While confirming there was no evidence to suggest asbestos pipes had been crushed, investigators said the majority of the waste materials disposed at the sites originated from Clare County Council water services mains replacement and mains repair works over a number of years, up to June 2013.

The report also concluded that proper health and safety policies relating to the handling, transportation, storage and disposal of waste asbestos cement pipes were in place within Clare County Council in June 2013, when the local authority received the complaint from Mr Linnane. It notes, however, that there were “shortcomings” in the area of communications and that the appropriate health and safety training required to implement the various procedures was not always provided.

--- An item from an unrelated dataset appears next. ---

PR #355, opened 2021-07-08
FNADllMap for .NET 5+

TheSpydog:
This is a first draft of a custom DllMap implementation using .NET 5 / C# 9's new module initializer feature and the NativeLibrary API.

There is a single new file that contains all the relevant code. It mimics Mono's dllmap by reading an XML file, parsing the elements, and remapping the dynamic library names accordingly. The implementation is (roughly) based on @clarvalon's dllmap implementation originally written for .NET Core 3, and I think it's quite straightforward.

“This in turn led to a lack of a full appreciation and awareness of the need to comply, at all times, with the policies as set out for dealing with asbestos. We are satisfied that the failures were not due to any negative attitude towards health and safety, any blatant disregard for the policies in place or any unwillingness to implement such policies. Instead, it is our view that the failures more likely occurred because of a perception in some areas that the handling of lengths of asbestos pipes presented minimal risk,” the extensive report noted.

Meanwhile, medical advice, received in the aftermath of the final report being made available to Clare County Council, has concluded there is “no evidence of risk” to the general public.

“Asbestos is a naturally-occurring mineral fibre and is present in the outdoor air around us and in some naturally-occurring water sources. It has been used for many years in construction, until more recent years. Today, many farm buildings and commercial units safely contain asbestos material that does not pose a health risk to the individuals entering such buildings. Asbestos, in good condition, does not pose a risk to an individual’s health,” Dr David Madden, occupational health therapist, stated.

“I note from the report that asbestos was stored in a number of privately-owned and council sites. It is my opinion, having reviewed the investigation report, there was no evidence of risk to the public. I note the report confirms no evidence of asbestos pipes crushing, again suggesting no risk to the general public. I am aware that a number of asbestos products were removed from a farmer’s private land at the farmer’s request. There was no evidence to suggest risk to the general public in this situation either. It is important to realise that, generally, asbestos in good condition left undisturbed does not pose a risk to the general public,” Dr Madden concluded.